Top of The input
PR #6309, opened 2021-02-03
add redefine listener

libinglong:
### <Feature description>

### DIFF
--- a/apm-sniffer/apm-agent/src/main/java/org/apache/skywalking/apm/agent/SkyWalkingAgent.java
+++ b/apm-sniffer/apm-agent/src/main/java/org/apache/skywalking/apm/agent/SkyWalkingAgent.java
@@ -19,7 +19,9 @@
 package org.apache.skywalking.apm.agent;
 
 import java.lang.instrument.Instrumentation;
+import java.util.Collections;
 import java.util.List;
+import java.util.Map;
 
 import net.bytebuddy.ByteBuddy;
 import net.bytebuddy.agent.builder.AgentBuilder;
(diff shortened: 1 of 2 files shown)


apm-sniffer/apm-agent/src/main/java/org/apache/skywalking/apm/agent/SkyWalkingAgent.java
```diff
@@ -215,4 +218,23 @@ public void onError(final String typeName,
...
+
+        @Override
+        public void onBatch(int index, List<Class<?>> batch, List<Class<?>> types) {
+            /* do nothing */
+        }
+
+        @Override
+        public Iterable<? extends List<Class<?>>> onError(int index, List<Class<?>> batch, Throwable throwable, List<Class<?>> types) {
+            LOGGER.error(throwable, "index={}, batch={}, types={}", index, batch, types);
+            return Collections.emptyList();
```
wu-sheng, line 232: I am not sure about this `onError` API, do we need to return `batch` or empty list?

wu-sheng:
Please update the PR, add `permalink` of https://lists.apache.org/list.html?dev@skywalking.apache.org

apm-sniffer/apm-agent/src/main/java/org/apache/skywalking/apm/agent/SkyWalkingAgent.java
libinglong: according to the api doc:
> Returns:
A set of classes which should be attempted to be redefined. Typically, this should be a subset of the classes contained in batch but not all classes.

We don't need to attempt to redefine again.
The default listener is net.bytebuddy.agent.builder.AgentBuilder.RedefinitionStrategy.Listener.NoOp.I think adding the error log is enough.

wu-sheng (approved):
Bottom of The input
Your assignment. Where a line in the entries holds the word "throwable", copy that line.

Exercise output.
+        public Iterable<? extends List<Class<?>>> onError(int index, List<Class<?>> batch, Throwable throwable, List<Class<?>> types) {
+            LOGGER.error(throwable, "index={}, batch={}, types={}", index, batch, types);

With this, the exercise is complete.